USD/MXN remained sideways in Friday’s trade, albeit with an upward tilt, as buyers regained the 17:00 psychological barrier. If they push the exchange rate towards the 200-day simple moving average (SMA) at 17.36, this could pave the way for a test of the 100-day SMA at 17.42. This level is ahead of the December 5 high at 17.56 and the May 23 high of 17.99.

On the other hand, a continued decline below 17.20 could pave the way for a decline towards 17.00. After the cleanup, a further drop to the January 8 low of 16.78 is expected. After a break, the next support would be the August 28 cycle low of 16.69, ahead of last year’s low of 16.62.

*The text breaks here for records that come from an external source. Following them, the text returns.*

PR #4310, opened 2023-04-13
[COST-3614] Add filter options to aws category resource types endpoint.

myersCody:
## Jira Ticket

[COST-3614](https://issues.redhat.com/browse/COST-3614)

## Description

This change will add filters to the resource_types endpoint for aws categories.

## Testing

load aws data:
1. http://localhost:8000/api/cost-management/v1/resource-types/aws-categories/?account=9999999999990
2. http://localhost:8000/api/cost-management/v1/resource-types/aws-categories/?limit=1
3. http://localhost:8000/api/cost-management/v1/resource-types/aws-categories/?key=env
4. http://localhost:8000/api/cost-management/v1/resource-types/aws-categories/?value=prod

## Notes

...

### DIFF
--- a/docs/specs/openapi.json
+++ b/docs/specs/openapi.json
@@ -3167,16 +3167,16 @@
                 "summary": "Obtain mapping of key and values for AWS Categories.",
                 "operationId": "listResourcesAwsCategories",
                 "parameters": [{
-                        "$ref": "#/components/parameters/QueryOffset"
+                        "$ref": "#/components/parameters/QueryLimit"
                     },
                     {
-                        "$ref": "#/components/parameters/QueryLimit"
+                        "$ref": "#/components/parameters/QueryKey"
                     },
                     {
                         "$ref": "#/components/parameters/QueryValue"
                     },
                     {
-                        "$ref": "#/components/parameters/QueryOrder"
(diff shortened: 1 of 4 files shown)


myersCody:
> One super general question, this endpoint is very different from all of the other resource types endpoints, both in the format of the response and the way search and limit work. Is that intentional?
> 
> I know some of the resource types endpoints are used for things like user access, does the return here being different impact that?

This is a great question Corey, so all of the other resource_type endpoints only return values. However, this is the only resource_types endpoint that returns a list of key, value pairs. So I tried to model it as best as I could after the way we do the tags endpoint instead, which is why the return is so different.

I open to suggestions here, but this was the best I could figure out to get the desired functionality. As for the user_access part, I don't believe it will affect it.

cgoodfred (approved):

chambridge:
> One super general question, this endpoint is very different from all of the other resource types endpoints, both in the format of the response and the way search and limit work. Is that intentional?
> 
> I know some of the resource types endpoints are used for things like user access, does the return here being different impact that?

No, this shouldn't impact that as wasn't added to the `/api/cost-management/v1/resource-types/` endpoint. So its purely available only for type-ahead.

PR #4320, opened 2023-04-19
Fix container not found sentry error

lcouzens:
## Jira Ticket

[COST-3735](https://issues.redhat.com/browse/COST-3735)

## Description

This change will handle exceptions for Container not found errors. This case can show its face when a customer creates a cost export then creates a source immediately afterwards; before the cost export has had chance to run and create the container.

## Testing

1. Checkout Branch
2. Restart Koku
    1. You should see ...
4. Do more things...

## Notes

...


lcouzens:
smokes passed

PR #4324, opened 2023-04-21
[COST-3746] limit distributed_cost param to only group by project

myersCody:
## Jira Ticket

[COST-3746](https://issues.redhat.com/browse/COST-3746)

## Description

This change will limit the distributed_cost param options to group by project. 

## Testing

1. Checkout Branch
2. Restart Koku
    1. You should see ...
4. Do more things...

## Notes

...


koku/api/report/ocp/serializers.py
```diff
@@ -129,6 +130,16 @@ class OCPQueryParamSerializer(ReportQueryParamSerializer):
     FILTER_SERIALIZER = OCPFilterSerializer
     EXCLUDE_SERIALIZER = OCPExcludeSerializer
 
+    def to_internal_value(self, data):
+        """Send to internal value."""
+        if delta_value := data.get("delta"):
+            if isinstance(delta_value, str):
```
cgoodfred, line 136: Is it possible for `delta_value` to be anything other than a string here?

myersCody: Yes, if you pass in more than two delta params:
```
?delta=distributed_cost&delta=cost
```
It will turn it into a list causing the param value to be `["distributed_cost", "cost"]`, Which causes an error when passed into the `.get()`. More than one delta is not supported anyway, so this will throw a validation error instead.

myersCody:
100% smoke passed: https://ci.ext.devshift.net/job/project-koku-koku-pr-check/9252/

cgoodfred (approved):

PR #4331, opened 2023-04-24
Add a flag to show if overhead cost is distributed.

myersCody:
## Jira Ticket

## Description

This change will ...

## Testing

1. Checkout Branch
2. Restart Koku
    1. You should see ...
4. Do more things...

## Notes

...


koku/api/report/ocp/query_handler.py
```diff
@@ -152,6 +165,7 @@ def _format_query_response(self):
 
         """
         output = self._initialize_response_output(self.parameters)
+        output = self._check_if_distributed_overhead(output)
```
samdoran, line 168: Rather than mutate the passed in data, a clearer interface would be to return a boolean and have the caller set the value.
```suggestion
        output = self._check_if_distributed_overhead(output)
        output["distributed_overhead"] = self._check_if_distributed_overhead(output)
```

maskarb: In this case though, we only set `output["distributed_overhead"]` when `self._report_type == "costs_by_project"`... Though, I suppose that bit can be moved here instead of inside of _check_if_distributed_overhead.

myersCody: I went ahead and moved the logic here instead.

lcouzens (approved):

PR #4335, opened 2023-04-26
[COST-3715] Handle unexpected error message data type

samdoran:
## Jira Ticket

[COST-3715](https://issues.redhat.com/browse/COST-3715)

The data in `err_dict[err_key]` could be something other than a list or it could be empty. Catch and handle the exception so a good error message is returned to the customer.

## Description

Return a good error message when the data is not a list.

## Testing

```
tox -e py39 -- sources.test.test_sources_error_message
```


maskarb (approved):
lgtm!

USD/MXN Price Action – Daily Chart

Frequently asked questions about central banks

Central banks have a key mandate that ensures price stability in a country or region. Economies constantly face inflation or deflation when the prices of certain goods and services fluctuate. A constant increase in the prices of the same goods means inflation, a constant decrease in the prices of the same goods means deflation. The task of the central bank is to keep demand in line with the adjustment of its base rate. For the largest central banks, such as the US central bank (Fed), the European Central Bank (ECB) or the Bank of England (BoE), the mandate is to keep inflation close to 2%.

The central bank has one important tool at its disposal to get inflation higher or lower, and that is by adjusting its reference base rate, commonly known as the interest rate. At pre-announced times, the central bank will issue a statement with its monetary policy rate and provide additional justification for either keeping it or changing (lowering or increasing) it. Local banks will adjust their savings and loan rates accordingly, making it harder or easier for people to cash in on their savings or for businesses to borrow and invest in their businesses. When a central bank raises interest rates substantially, it is called monetary tightening. When it lowers its benchmark rate, it is called monetary easing.

The central bank is often politically independent. Members of the central bank’s policy board go through a series of panels and hearings before being appointed to a policy board seat. Each member of this board often has certain beliefs about how the central bank should control inflation and subsequent monetary policy. Members who want a very loose monetary policy with low rates and cheap borrowing to substantially support the economy, while settling for inflation slightly above 2%, are called “doves”. Members who prefer to see higher rates as a reward for saving and want to keep an eye on inflation are called “hawks” and won’t rest until inflation is at or just below 2%.

There is usually a chairman or president who leads each meeting, needs to build consensus among the hawks or doves, and has the final say when votes are split to avoid a 50-50 tie on whether policy should be adjusted. The Chairman will deliver speeches, which can often be watched live, communicating the current monetary situation and outlook. The central bank will try to enforce its monetary policy without causing sharp swings in rates, stocks or its currency. All members of the central bank will direct their stance on the markets ahead of the policy meeting. A few days before the policy meeting, until the new policy is communicated, members are prohibited from speaking publicly. This is called the blackout period.